Dataset entries:
--------------------------------------------------
PR #1947, opened 2019-06-18
Minerals cleanup

aleene:
All minerals have been moved from ingredients.txt to minerals.txt


teolemon:
``` 

Waiting for spawned processed to exit.
[additives_classes] child process exited with code 0
[minerals] child process exited with code 255
[allergens] child process exited with code 0
1 processes still running
[ingredients] child process exited with code 0
Done!
The command "node refresh_taxonomies.js" failed and exited with 255 during .

```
--------------------------------------------------
_Task requirements_
Copy out every entry again, exactly as it was given.

_Finished exercise_
PR #1947, opened 2019-06-18
Minerals cleanup

aleene:
All minerals have been moved from ingredients.txt to minerals.txt


teolemon:
``` 

Waiting for spawned processed to exit.
[additives_classes] child process exited with code 0
[minerals] child process exited with code 255
[allergens] child process exited with code 0
1 processes still running
[ingredients] child process exited with code 0
Done!
The command "node refresh_taxonomies.js" failed and exited with 255 during .

```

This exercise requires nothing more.